Harmful tradition

“Amount given to the groom”

The practice of dowry is seen in many cultures across the world. In India, it has been linked to violence against brides, and even murder.

last contributed to D+C/E+Z in summer 2016 as a scholar at the Tata Institute of Social Sciences in Hyderabad, India.

Dowry violence – scars on the arm of a woman who survived being set ablaze by her in-laws. Mirjam Letsch/Lineair Dowry violence – scars on the arm of a woman who survived being set ablaze by her in-laws.

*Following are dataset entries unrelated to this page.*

PR #11160, opened 2020-01-29
cmr: Handle applications being offered with a different name

babbageclunk:
### Checklist

----

## Description of change
The appdata changes to the crossmodelrelations and remoterelations facades incorrectly assumed that the application token always translates to the application tag, when in fact in offering models it contains the offer name (as an application tag). This meant that if an application was offered under a different name the crossmodel code would return a NotFound error when the worker in the consuming model tried to watch the new relation, so the worker would mark the SAAS terminated in its model and give up.

Split GetRelationTokens into a consuming version (which gets the application name from the relation) and an offering one that gets it from the offer.

## QA steps

```sh
juju deploy -m offering-model percona-cluster
juju offer offering-model.percona-cluster.db offered-db

juju deploy -m consuming-model mediawiki
juju relate -m consuming-model mediawiki:db offering-model.offered-db

# mediawiki should become unblocked because it has a db.
# The offered-db saas in consuming-model shouldn't be in "terminated" state.
```

## Documentation changes

None

## Bug reference

https://bugs.launchpad.net/juju/+bug/1860992

### DIFF
--- a/apiserver/facades/controller/crossmodelrelations/crossmodelrelations.go
+++ b/apiserver/facades/controller/crossmodelrelations/crossmodelrelations.go
@@ -378,7 +378,7 @@ func (api *CrossModelRelationsAPI) WatchRelationChanges(remoteRelationArgs param
 		if !ok {
 			return nil, empty, common.ErrPerm
 		}
-		relationToken, appToken, err := commoncrossmodel.GetRelationTokens(api.st, relationTag)
+		relationToken, appToken, err := commoncrossmodel.GetOfferingRelationTokens(api.st, relationTag)
 		if err != nil {
 			return nil, empty, errors.Trace(err)
 		}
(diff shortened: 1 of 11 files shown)


apiserver/facades/controller/crossmodelrelations/crossmodelrelations.go
```diff
@@ -406,6 +406,7 @@ func (api *CrossModelRelationsAPI) WatchRelationChanges(remoteRelationArgs param
 	for i, arg := range remoteRelationArgs.Args {
 		w, changes, err := watchOne(arg)
 		if err != nil {
+			logger.Tracef("not found watching relation %s: %s", arg.Token, errors.ErrorStack(err))
```
babbageclunk: This error stack and the one in the worker were really useful in working out exactly what wasn't found - so I figured I'd leave them in at trace level.

wallyworld:
$$merge$$

apiserver/facades/controller/crossmodelrelations/crossmodelrelations.go
SimonRichardson: Very much a fan of these!

PR #11284, opened 2020-03-04
Standardise action commands.

anastasiamac:
## Description of change

Change all direct writes to ctx.Stderr to go through ctx.Infof() and put data on ctx.Stdout.


anastasiamac:
unit test on win did not run

anastasiamac:
$$merge$$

Newspapers use terms like “bride burning” or “dowry deaths” in this context. The background is often that the woman’s parents refuse to pay the additional dowry in-laws demand after a wedding. The good news is that the incidence of such cases as been going down in recent years. Nonetheless, the dowry tradition still has a very negative impact on Indian society.

Dowry implies that daughters are a burden. Parents have to compensate the groom’s family for taking their offspring. In Sanskrit, dowry is called “varadakshina”, which means “amount given to the groom”. The implicit meaning, however, is that an unmarried daughter is a matter of shame.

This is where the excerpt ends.